Note Setting or changing the Calibration register does not affect the test output frequency.

To set or clear CAL, set the write bit “W” (in the flags register at 0x7FF0) to “1” to enable writes to the Flag register. Write a value to CAL, and then reset the write bit to “0” to disable writes.

Alarm

The alarm function compares user programmed values of alarm time and date (stored in the registers 0x7FF1-5) with the corre- sponding time of day and date values. When a match occurs, the alarm internal flag (AF) is set and an interrupt is generated on INT pin if Alarm Interrupt Enable (AIE) bit is set.

There are four alarm match fields - date, hours, minutes, and seconds. Each of these fields has a match bit that is used to determine if the field is used in the alarm match logic. Setting the match bit to ‘0’ indicates that the corresponding field is used in

the match process. Depending on the match bits, the alarm occurs as specifically as once a month or as frequently as once every minute. Selecting none of the match bits (all 1s) indicates that no match is required and therefore, alarm is disabled. Selecting all match bits (all 0s) causes an exact time and date match.

There are two ways to detect an alarm event: by reading the AF flag or monitoring the INT pin. The AF flag in the flags register at 0x7FF0 indicates that a date or time match has occurred. The AF bit is set to “1” when a match occurs. Reading the flags or control register clears the alarm flag bit (and all others). A hardware interrupt pin may also be used to detect an alarm event.

Note CY14B256K requires the alarm match bit for seconds (0x7FF2 - D7) to be set to ‘0’ for proper operation of Alarm Flag and Interrupt.

Alarm registers are not nonvolatile and, therefore, need to be reinitialized by software on power up. To set, clear or enable an alarm, set the ‘W’ bit (in Flags Register - 0x7FF0) to ‘1’ to enable writes to Alarm Registers. After writing the alarm value, clear the ‘W’ bit back to “0” for the changes to take effect.

Watchdog Timer

The Watchdog Timer is a free running down counter that uses the 32 Hz clock (31.25 ms) derived from the crystal oscillator. The oscillator must be running for the watchdog to function. It begins counting down from the value loaded in the Watchdog Timer register.

The timer consists of a loadable register and a free running counter. On power up, the watchdog time out value in register 0x7FF7 is loaded into the Counter Load register.

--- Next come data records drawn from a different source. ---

PR #248, opened 2021-05-17
Fix sequence drop-down nav doesn't take you to home page of activity.

emcelroy:
PT Story: https://www.pivotaltracker.com/story/show/177958767

[#177958767]

In `handleSelectActivity` set `currentPage` to 0 so the selected activity always begins at its home page.

### DIFF
--- a/src/components/app.tsx
+++ b/src/components/app.tsx
@@ -417,7 +417,8 @@ export class App extends React.PureComponent<IProps, IState> {
     this.setState((prevState) =>
       ({ activity: prevState.sequence?.activities[activityNum],
          showSequenceIntro: false,
-         activityIndex: activityNum
+         activityIndex: activityNum,
+         currentPage: 0
       })
     );
   }


mklewandowski (approved):
👍

scytacki (changes requested):
Could you try to add a cypress test for this?

It looks like here is an existing test, that could be extended to visit a couple of different activities:
https://github.com/concord-consortium/activity-player/blob/f74895f15728d7aa72d228653496b43066845bb7/cypress/integration/sequence-page.test.ts#L18

emcelroy:
@scytacki I added a test _like_ that in a different PR (See https://github.com/concord-consortium/activity-player/blob/32a118986132583a7259204542c3a1f7297f9938/cypress/integration/sequence-page.test.ts). Should I just reproduce that in this PR, but add a check for the page number when the activity changes?

PR #250, opened 2021-05-18
Add method for loading a specific activity in a sequence

emcelroy:
PT Story: https://www.pivotaltracker.com/story/show/178131977

[#178131977]

These changes allow you to load a specific activity within a sequence by adding a `sequence-activity` parameter to an Activity Player sequence's URL. They also add/update a `sequence-activity` param to/in the URL whenever a new activity is selected from the sequence navigation menu or sequence home page.

### DIFF
--- a/src/components/activity-header/sequence-nav.tsx
+++ b/src/components/activity-header/sequence-nav.tsx
@@ -1,6 +1,7 @@
 import React from "react";
 import { CustomSelect } from "../custom-select";
 import ActivityIcon from "../../assets/svg-icons/activity-icon.svg";
+import { setQueryValue } from "../../utilities/url-query";
 
 import "./sequence-nav.scss";
 
@@ -15,14 +16,13 @@ export class SequenceNav extends React.PureComponent <IProps> {
 
   render() {
     const { activities, fullWidth, currentActivity } = this.props;
-    const indexedActivities = this.createIndexedActivitiesMap();
     return (
       <div className={`sequence-nav ${fullWidth ? "full" : ""}`} data-cy="sequence-nav-header">
         <div className="select-label">Activity:</div>
         { activities &&
           <CustomSelect
             items={activities.map((a, i) => `${i + 1}: ${a}`)}
-            value={indexedActivities.get(currentActivity)}
+            value={currentActivity}
             HeaderIcon={ActivityIcon}
             onSelectItem={this.handleSelect}
           />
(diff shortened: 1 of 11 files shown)


scytacki (changes requested):
Because a URL with this `sequence-activity` parameter is going to be published by LARA to the report-service and then used by the portal-report (and possibly the athena reports). It would be better if an more stable id was supported in addition to the index. That way if a author re-orders the activities existing links will still take the user to the correct activity.

You can can follow the pattern documented by the page parameter, in order to support both options. 

Also we are trying to standardize on camelCase for parameter names. So it should be `sequenceActivity`.

The updating of the URL looks good. I asked on slack to see if we should use a routing library instead of directly setting the url: https://concord-consortium.slack.com/archives/C0303QUNU/p1621375955005500

emcelroy:
@scytacki Aside from the routing library question, do the latest changes look good?

Is it OK that when you navigate between activities in a sequence, the activity's index value will always be used to update the `sequenceActivity` param?

(The related change to LARA that's needed for this to work is in [this PR](https://github.com/concord-consortium/lara/pull/712).)

src/components/activity-header/sequence-nav.tsx
```diff
@@ -42,8 +42,9 @@ export class SequenceNav extends React.PureComponent <IProps> {
     const { activities } = this.props;
     const indexedActivities = this.createIndexedActivitiesMap();
     const selectedActivity = indexedActivities.get(item);
-    const activityIndex = activities?.findIndex((activity) => activity === selectedActivity);
-    activityIndex && this.props.onActivityChange(activityIndex);
+    const activityIndex = activities?.findIndex((activity) => activity === selectedActivity) || 0;
+    activityIndex >= 0 && this.props.onActivityChange(activityIndex);
+    activityIndex >= 0 && setQueryValue("sequenceActivity", activityIndex + 1);
```
scytacki, line 47: I might be mis-reading this, but it doesn't looks like it is using the activityId if it exists.   I see there is some logic below that is is using the activityId if it is exists.  Maybe that can be extracted to a function and reused here.

scytacki (changes requested):
I think I found one case where the logic for the sequenceActivity param is wrong, but I might be missing something.

emcelroy:
@scytacki Yeah, it doesn't use the activity ID. Thanks for catching that. I'm pretty sure though that that particular setting of the `sequenceActivity` param is unnecessary since it is set again in app.tsx when the selected activity loads (in `renderActivity`). So I just removed line 47 from sequence-nav.tsx. Does that make sense?

scytacki (approved):
seems good to me

PR #252, opened 2021-05-25
Fix problem with method for loading specific activity in a sequence

emcelroy:
PT Story: https://www.pivotaltracker.com/story/show/178131977

[#178131977]

This change fixes an issue where the first activity in a sequence wouldn't load when specified using the new `sequenceActivity` URL param.


src/components/app.tsx
```diff
@@ -116,7 +116,7 @@ export class App extends React.PureComponent<IProps, IState> {
                                     : 0;
       const activityIndex = sequence && sequenceActivityNum ? sequenceActivityNum - 1 : undefined;
       const activityPath = queryValue("activity") || kDefaultActivity;
-      const activity: Activity = sequence != null && activityIndex && activityIndex >= 0
+      const activity: Activity = sequence != null && activityIndex !== undefined && activityIndex >= 0
```
kswenson, line 119:
```suggestion
      const activity: Activity = sequence != null && activityIndex !== null && activityIndex >= 0
```
For consistency with the preexisting code and to catch both null/undefined.

scytacki: I'd suspect that line 117 would also need to be changed in this case to return null instead of undefined.

scytacki (changes requested):
Can you update the cypress tests so it verifies this code is working?

src/components/app.tsx
emcelroy: @kswenson @scytacki Thanks. As I understand it, `activityIndex` can either be undefined or a number. If I change undefined to null here, an error is thrown: `Type 'null' is not assignable to type 'number | undefined'.`

Would it make sense to change line 66 to something like `activityIndex?: null | number;`?

kswenson: Sorry, there was simply a typo in my original suggestion:
```suggestion
      const activity: Activity = sequence != null && activityIndex != null && activityIndex >= 0
```
The point is that `!= null` catches null or undefined and so shouldn't require any other changes and is consistent with the `sequence` test earlier in the same line.

emcelroy: OK, thanks. That change seems to work fine. Still, if I change undefined to null in line 117, the `Type 'null' is not assignable to type 'number | undefined'` error still gets thrown. Should I leave that as undefined? Or would it be best to update the types for `activityIndex` to include null?

kswenson: I don't think you should change line 117 at all.

kswenson (approved):
👍 LGTM

scytacki (approved):
looks good to me

PR #253, opened 2021-05-27
Non-wrapping plugins should not take up space in the header section

emcelroy:
PT Story: https://www.pivotaltracker.com/story/show/177732961

[#177732961]

This change makes it so an `.embeddable` wrapper DIV is not returned if the `qComponent` it would be wrapping is undefined.

### DIFF
--- a/src/components/activity-page/embeddable.tsx
+++ b/src/components/activity-page/embeddable.tsx
@@ -93,6 +93,11 @@ export const Embeddable: React.ForwardRefExoticComponent<IProps> = forwardRef((p
     qComponent = <div>Content type not supported</div>;
   }
 
+  // The following conditional prevents teacher edition containers from being rendered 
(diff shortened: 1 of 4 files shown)


src/components/activity-page/embeddable.tsx
```diff
@@ -93,6 +93,10 @@ export const Embeddable: React.ForwardRefExoticComponent<IProps> = forwardRef((p
     qComponent = <div>Content type not supported</div>;
   }
 
+  if (qComponent === undefined) {
```
scytacki, line 96: Can you add a comment here about how LARA handles this so there isn't a direct dependency on teacherEditionMode, and include a link to the code in there that uses a mutation observer which handles this.

This will be useful if we ever try to remove the teacher edition coupling.

scytacki (changes requested):
This looks good, I just requested a comment to help us in the future.

scytacki (approved):
Looks great.

PR #254, opened 2021-06-06
Fix activities' project-based customizations not working correctly

emcelroy:
PT Story: https://www.pivotaltracker.com/story/show/178201284

[#178201284]

These changes allow Activity Player to find an activity or sequence's project information by pulling related data from the activity or sequence's export JSON instead of the Activity Player's `src/utilities/project-utils.ts` file. These changes depend on the updates to LARA in [this PR](https://github.com/concord-consortium/lara/pull/719).

Note that project and partner logo files have been removed from the Activity Player source code. They are now kept in the static.concord.org S3 bucket under projects/logos.


src/components/activity-header/logo.test.tsx
```diff
@@ -0,0 +1,18 @@
...
+    const wrapper = shallow(<Logo logo={CCLogo} url={"https://concord.org/"} />);
+    expect(wrapper.find('[data-cy="project-logo"]').length).toBe(1);
+    expect(wrapper.find(".logo-img").length).toBe(1);
+  });
+  it("renders default logo when no logo is specified", () => {
+    const wrapper = shallow(<Logo logo={undefined} url={undefined} />);
+    expect(wrapper.find('[data-cy="project-logo"]').length).toBe(1);
+    expect(wrapper.find(".icon").length).toBe(1);
+  });
+});
```
mklewandowski, line 18: Probably worth adding this newline for consistency.

src/types.ts
```diff
@@ -135,14 +135,25 @@ export interface Page {
...
+export interface Project {
+  about: string | null;
+  footer: string | null;
+  help: string | null;
+  logo_ap: string | null;
+  logo_lara: string | null;
+  project_key: string;
+  title: string | null;
+  url: string | null;
+}
```
mklewandowski, line 147: I think for most variables, interfaces, etc. in the AP, we tend to use camelCase instead of snake_case.  I would have expected to see `logoAp`, `logoLara`, and `projectKey`.  However, maybe this has drifted or has changed since I last worked on the AP?  I know we've now had a lot of engineers on the project so there might be some mixing and matching of style preferences.

mklewandowski (approved):
👍 I had a question about camelCase vs snake_case for naming conventions, but the PR looks good.  I think you can decide what to do there - I would lean towards camelCase, but perhaps some of the style consistency has changed since I was last working on the AP last year.

One question about the overall scope: if I export an authored staging activity as JSON, I see that the `project_id` field is still there and the `project` field is not.  Similarly if I run an existing activity that specifies a project with this branch, we default to having no project specified (presumably because the `project_id` field is present but the newly required `project` field is not).  For example, this activity specifies HAS as the project, but does not show the proper header icon, etc. when running on this new branch:
https://activity-player.concord.org/branch/fix-activities-project-based-customizations/?activity=https%3A%2F%2Fauthoring.staging.concord.org%2Fapi%2Fv1%2Factivities%2F21036.json&preview

Is there simply follow-up work here to ensure that the new `project` field gets added to the activity/sequence structure?  Or am I missing something?

src/types.ts
scytacki: These types are for the export structure turned by LARA. That structure has historically used snake_case, so it seems best to stick with it so the format is internally consistent.

scytacki:
@mklewandowski, yes this LARA PR needs to be merged before authoring.staging.concord.org will send down the correct project structure: https://github.com/concord-consortium/lara/pull/719

scytacki (approved):
Looks good to me.

scytacki:
I'm just waiting to merge this until LARA staging is updated with the project export changes.

PR #256, opened 2021-07-08
Add runRemoteEndpoint to initInteractiveMessage

kswenson:
also
- update to `@concord-consortium/lara-interactive-api` `1.0.3`
- fill out `classInfoUrl` and `loggedIn` properties of initInteractiveMessage if possible
- eliminate lint warnings
- update dependencies
- npm audit fix
- reduce reported security vulnerabilities from ~5000 to 9

@scytacki If you're aware of other fields of `initInteractive` that could be filled out let me know.


src/components/activity-page/managed-interactive/iframe-runtime.tsx
```diff
@@ -255,16 +257,17 @@ export const IframeRuntime: React.ForwardRefExoticComponent<IProps> = forwardRef
...
                   interactiveStateUrl: "",
                   collaboratorUrls: null,
-                  classInfoUrl: "",
+                  classInfoUrl: portalData?.portalJWT?.class_info_url ?? "",
                   interactive: {
                     id: 0,
                     name: ""
                   },
                   authInfo: {
                     provider: "",
```
scytacki, line 266: I dug through the LARA source and configuration. And I think this provider takes the form:
`https://learn.concord.org/`
You should be able to construct this by stripping off the path from from one of the URLs passed to the activity player during launch.

scytacki (approved):
This looks great to me. 

I found one additional field you could add to the initInteractive message, but it isn't necessary to do before merging.

PR #257, opened 2021-07-10
Fix sample activity

tejal-shah:


kswenson (approved):
👍 Changes look good and fix the proximate issue of getting the sample documents to work as expected and so this PR is good to go.

I think we should not lose track of the larger issues raised by the underlying PT stories, however:
1. @eireland was following instructions that did not make it clear that the `?` should be included in the authored content leading to the broken link. Those instructions should be clarified.
2. For the missing image issue, I think it is sufficient to add a PT story to the effect that "Image interactive should show high-res image if regular image is not available." In other words, the right behavior in this case would have been to show the high-res image rather than showing a broken image link. The new PT story should link to this PT story for context. We may never get to that PT story, but at least we won't have dropped the ball on it. 😉

tejal-shah:
> 👍 Changes look good and fix the proximate issue of getting the sample documents to work as expected and so this PR is good to go.
> 
> I think we should not lose track of the larger issues raised by the underlying PT stories, however:
> 
> 1. @eireland was following instructions that did not make it clear that the `?` should be included in the authored content leading to the broken link. Those instructions should be clarified. I added a slack message from @eireland to the PT story for additional context.
> 2. For the missing image issue, I think it is sufficient to add a PT story to the effect that "Image interactive should show high-res image if regular image is not available." In other words, the right behavior in this case would have been to show the high-res image rather than showing a broken image link. The new PT story should link to this PT story for context. We may never get to that PT story, but at least we won't have dropped the ball on it. 😉

@kswenson , 
1. For the instructions that were not clear in the authoring for CBio, I've updated the instructions and they now say that everything from the "?" including the "?" should be copied. The instructions were in LARA Staging for the CBio Library Interactive. In Production, there is no CBio LI; so there are no instructions to update there I suppose.
2. For the missing image issue, I've created the PY story https://www.pivotaltracker.com/story/show/178882818 for the more graceful behaviour.

PR #258, opened 2021-07-16
178817207 hidden pages

mklewandowski:
This PR fixes a bug that caused page content to be displayed incorrectly when there are hidden pages.  Hidden pages are now removed from the nav links at the top and bottom of the page (so if an activity has 3 pages and 1 is hidden, 2 nav page links are shows) and goes to the correct page when navigation links are selected (hidden pages cannot be navigated to).


kswenson (approved):
👍 LGTM

PR #259, opened 2021-07-16
Attachments

kswenson:


src/types.ts
```diff
@@ -215,21 +215,30 @@ export interface IAnonymousMetadataPartial {
...
+  id: string;             // randomly generated id (e.g. uuid)
   type: string;
   answer_text?: string;
   answer?: any;
   submitted: boolean | null;
   report_state: string;
+  attachmentsFolder?: IAttachmentsFolder;
+  // TODO: do we want to store the public url? aren't we transitioning to expiring urls?
+  // should this be stored in some non-persistent place so it'll be looked up next time?
+  attachments?: Record<string, string>;  // name/key => url
```
scytacki, line 241: I was thinking the URL here is the unsigned URL to the object in S3. So when a read operation happens, the client would get the credentials (if it doesn't already have them) from the token service. And then sign this unsigned URL.
The url would be something like:
`https://interactive-attachments.s3.aws.com/attachments/[token-service-record-id]/[session-id]/[name]`

The first part of that URL: 
`https://interactive-attachments.s3.aws.com/attachments/[token-service-record-id]` could be taken from the info retrieved from the token-service. 

So you could just store the remaining path: `[session-id]/[name]`.   Or you could just store the `[session-id]` and then compute the path from that.

Not storing the full url does seem useful. This way we could actually change the attachments bucket, or folder and we wouldn't have to worry  updating all of the interactive state metadata.

src/utilities/attachments-manager.ts
```diff
@@ -0,0 +1,91 @@
...
+
+export class AttachmentsManager {
+  private learnerId?: string;
+  private firebaseJwt?: string;
+  private tokenServiceClient: TokenServiceClient;
+  private resources: Record<string, S3Resource> = {};
+
+  constructor(learnerId: string, firebaseJwt?: string) {
+    this.learnerId = learnerId;
+    this.firebaseJwt = firebaseJwt;
```
scytacki, line 27: The JWT for the token service is different than the JWT for the report service or portal.
I think the code calling this is passing the JWT for the report service here. 

What it should probably do instead if pass the portal JWT, so this variable shouldn't be called `portalJwt`. And then if it has a `portalJwt`, then the attachments manager requests a token service jwt. The token service "app name" in the staging and production portals is `token-service`.   

You can kind of trace similar code here: https://github.com/concord-consortium/report-service/blob/efce8eb9d2b8d1484c35c7c74888e3380b472799/researcher-reports/src/components/app.tsx#L45

In that case it is bit more complex because it has to use OAuth to get the portal JWT. In this case the AP should already have a portal JWT since I think it needed that for other stuff.

scytacki (commented):
This is looking good. I left a few comments.

src/types.ts
kswenson: The value I'm passing in is generated at https://github.com/concord-consortium/activity-player/blob/df7fe8dcc1e439c819829b478c549955e915a6d9/src/portal-api.ts#L412, which seemed like it might be appropriate.

src/utilities/attachments-manager.ts
kswenson: The value I'm passing in is generated at https://github.com/concord-consortium/activity-player/blob/df7fe8dcc1e439c819829b478c549955e915a6d9/src/portal-api.ts#L412, which seemed like it might be appropriate.

src/components/app.tsx
```diff
@@ -171,6 +172,10 @@ export class App extends React.PureComponent<IProps, IState> {
         }
       }
 
+      const _portalData = getPortalData() as IPortalData | IAnonymousPortalData;
+      const learnerId = getUniqueLearnerString(_portalData);
+      initializeAttachmentsManager(learnerId, (_portalData as IPortalData).database?.rawFirebaseJWT);
```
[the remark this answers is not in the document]
kswenson: I did some refactoring and now I'm just passing in the PortalData.

src/types.ts
kswenson: We're going around in circles a bit. As you've/we've said before, the sessionId is insufficient to access an attachment written by a collaborator. I'm now storing the folder id and the publicPath.

src/utilities/attachments-manager.ts
kswenson: I've rewritten this to request a "token-service"-specific JWT from the information in the PortalData.

kswenson:
Latest commit should address the `attachments` and JWT issues. I'm going to leave it here for now and pick it up when I get back.

src/utilities/attachments-manager.ts
```diff
@@ -0,0 +1,105 @@
...
+  public getSessionId() {
+    return this.sessionId;
+  }
+
+  public async createFolder(interactiveId: string): Promise<IWritableAttachmentsFolder> {
+    const folderResource = await this.tokenServiceClient.createResource({
+      tool: kTokenServiceToolName,
+      type: "s3Folder",
+      name: `${this.learnerId}-${interactiveId}`,
+      description: "",
```
scytacki, line 57: The token-service requires a description for the resource.

scytacki:
A few notes for when this is picked up again:
- the resource is required to have a `description` (see inline comment)
- the code is referring to a tool with name `'interactive-attachments'`  that tool will have to be configured in the staging token-service before the code can be tested.

scytacki:
I added the new tool definition (resourceSetting) to Firestore:
image

A test activity shows there is an issue. It seems the readWriteToken is not being added to the request headers for the credentials.

src/utilities/attachments-manager.ts
```diff
@@ -0,0 +1,105 @@
...
+    return folderResource;
+  }
+
+  private getCredentials(folder: IAttachmentsFolder): Promise<Credentials> {
+    const readWriteToken = isWritableAttachmentsFolder(folder) ? folder.readWriteToken : undefined;
+    return this.tokenServiceClient.getCredentials(folder.id, readWriteToken);
+  }
+
+  private async getSignedUrlFromPublicPath(folderResource: S3Resource, publicPath: string, operation: string, expires: number) {
+    const credentials = await this.getCredentials(folderResource);
```
scytacki, line 97: This looks like a bug. The passed in `folderResource` is an `S3Resource` from the token-service. But the argument of the getCredentials function is an IAttachmentsFolder. Looking at runtime inspection (at least in the case I inspected) the actual `folderResource` is an `S3Resource`. It doesn't have `folder.readWriteToken`.

kswenson: Good catch -- fixed.

kswenson:
I'm taking this out of draft status now that it has a reasonable set of tests that makes Codecov happy. In testing @scytacki and I are still seeing failures at runtime but those seem as likely to be token-service/s3 issues as issues with this code.

src/utilities/attachments-manager.ts
```diff
@@ -0,0 +1,89 @@
...
+  }
+
+  private async getSignedUrlFromPublicPath(folder: IAttachmentsFolder, publicPath: string, operation: string, expires: number) {
+    const folderResource = await this.getFolderResource(folder);
+    const credentials = await this.getCredentials(folder);
+    const { bucket, region } = folderResource;
+    const { accessKeyId, secretAccessKey, sessionToken } = credentials;
+    const s3 = new AWS.S3({ region, accessKeyId, secretAccessKey, sessionToken });
+    // https://zaccharles.medium.com/s3-uploads-proxies-vs-presigned-urls-vs-presigned-posts-9661e2b37932
+    const s3UrlParams = { Bucket: bucket, Key: publicPath, Expires: expires };
```
scytacki, line 86: My understanding is that the `ContentType` param must be set here so it matches the content type sent in the PUT request. When the presigned url fails AWS shows the content that should be signed and it includes this content type.  For cfm example when it sends data it is: `text/plain;charset=UTF-8`.

To make that possible I think it means the interactive api needs to be changed to require sending this content type when it requests the signed url. But before making that change I'd recommend testing this out locally by hard coding it.

Evidence that it is required:
https://stackoverflow.com/a/32464938
https://github.com/aws/aws-sdk-js/blob/307e82673b48577fce4389e4ce03f95064e8fe0d/test/browser/sample/s3upload.html#L47-L55

Entry point in the source (might be slightly different version of library)
https://github.com/aws/aws-sdk-js/blob/7872257f42daafeba691fccd769922100fea05be/lib/services/s3.js#L924
I tried tracing this through by just looking at the source but got lost and could only find the requests that work with the GET operations.

scytacki: I did also see a note that I lost now how when the POST operation is used so the content type is not required.

scytacki (changes requested):
Need to sort out the presigned url issue.

src/utilities/attachments-manager.ts
scytacki: Here is where the string to sign is computed:
https://github.com/aws/aws-sdk-js/blob/e9371bb4ea0671b8034cef08fcdd69bf434d7a03/lib/signers/s3.js#L66-L86

So it always has a content type or a blank line. And it always has an MD5 hash or a blank line. In the error message we get back from AWS we can see the blank line of the MD5 hash followed by the content type, then the expiration time. So that all gives me more confidence that what we are missing is the ContentType in the presigned url params. 

```
PUT

text/plain;charset=UTF-8
1627651148
...
```

I also found this blog post that makes this pretty explicit:
https://advancedweb.hu/differences-between-put-and-post-s3-signed-urls/#:~:text=for%20put%20urls%20the%20signing

Also the conclusion of that blog post is that POST urls are better. Because they let you use wildcard content types, and you can set a size restriction on the upload.  However if I remember right @kswenson you found a blog post suggesting PUT is better.

kswenson: >So that all gives me more confidence that what we are missing is the ContentType in the presigned url params.

Good sleuthing -- I'll give that a try.

>Also the conclusion of that blog post is that POST urls are better. Because they let you use wildcard content types, and you can set a size restriction on the upload. However if I remember right @kswenson you found a blog post suggesting PUT is better.

I'll take a look at that article; I hadn't seen it before. Actually, the article I had found also suggested that POST URLs are better for the same reasons, but then the examples given were for uploading a File using POST or arbitrary content using PUT and it wasn't immediately obvious how to upload arbitrary content using POST so I went with the more salient example.

scytacki:
@kswenson, Given the LARA PR, I'm guessing this worked locally?

src/components/activity-page/managed-interactive/managed-interactive.tsx
```diff
@@ -175,6 +177,42 @@ export const ManagedInteractive: React.ForwardRefExoticComponent<IProps> = forwa
     setActiveLightbox(null);
   };
 
+  const handleGetAttachmentUrl = async (request: IAttachmentUrlRequest): Promise<IAttachmentUrlResponse> => {
+    const { name, operation, type, expires, requestId } = request as any; // TODO: remove cast once next version of library is published
```
scytacki, line 181: @kswenson perhaps you have this change locally and having pushed it, but I'd expect this `type` to be `contentType` based on the update IAttachmentUrlRequest.

kswenson: Yes, local change to be pushed shortly.

package.json
```diff
@@ -143,8 +143,11 @@
     "webpack-dev-server": "^3.11.2"
   },
   "dependencies": {
-    "@concord-consortium/lara-interactive-api": "^1.0.3",
+    "@aws-sdk/client-s3": "^3.24.0",
+    "@aws-sdk/s3-request-presigner": "^3.24.0",
+    "@concord-consortium/lara-interactive-api": "^1.1.1",
```
scytacki, line 148: Should this be bumped to 1.1.2?

kswenson: Yes, once the new version of the library has been published.

kswenson: Done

Counting begins on power up and restarts from the loadable value any time the Watchdog Strobe (WDS) bit is set to ‘1’. The counter is compared to the terminal value of ‘0’. If the counter reaches this value, it causes an internal flag and an optional interrupt output. You can prevent the time out interrupt by setting WDS bit to ‘1’ prior to the counter reaching ‘0’. This causes the counter to reload with the watchdog time out value and to be restarted. As long as the user sets the WDS bit prior to the counter reaching the terminal value, the interrupt and WDF flag never occur.

New time out values are written by setting the watchdog write bit to ‘0’. When the WDW is ‘0’, new writes to the watchdog time out value bits D5-D0 are enabled to modify the time out value. When WDW is ‘1’, writes to bits D5-D0 are ignored. The WDW function enables a user to set the WDS bit without concern that the watchdog timer value is modified. A logical diagram of the watchdog timer is shown in Figure 4. Note that setting the watchdog time out value to ‘0’ disables the watchdog function.

The output of the watchdog timer is the flag bit WDF that is set if the watchdog is allowed to time out. The flag is set upon a watchdog time out and cleared when the user reads the Flags or Control registers. If the watchdog time out occurs, the user also enables an optional interrupt source to drive the INT pin.